Start of GIVEN RECORDS
PR #238, opened 2026-03-31
feat: configurable permissions system in admin

slashwarm:
## Summary

- **Admin panel** — new Permissions tab lets admins configure who can perform each action (create/edit/delete trips, upload files, manage members, edit places, budget, packing, reservations, collab, share links) across four levels: admin-only, trip owner, trip members, or everyone
- **Server enforcement** — `checkPermission()` applied to all mutating routes; settings stored in `app_settings` with `perm_*` prefix; in-memory cache invalidated on save; backwards-compatible defaults match upstream behaviour
- **Client gating** — `useCanDo()` Zustand hook reads permissions loaded at startup; no prop drilling; gates UI in DashboardPage, FileManager, PlacesSidebar, TripMembersModal
- **i18n** — 46 `perm.*` translation keys added to all 12 language files

## Technical notes

- `TripOwnerContext` type in `permissionsStore` accepts both `Trip` (has `owner_id`) and `DashboardTrip` (has `is_owner` + index signature) without casting at call sites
End of GIVEN RECORDS
◆ PROMPT:
The output consists solely of the lines from the line that contains "## Technical notes" through the final line of the data.

◆ COMPLETED TASK:
## Technical notes

- `TripOwnerContext` type in `permissionsStore` accepts both `Trip` (has `owner_id`) and `DashboardTrip` (has `is_owner` + index signature) without casting at call sites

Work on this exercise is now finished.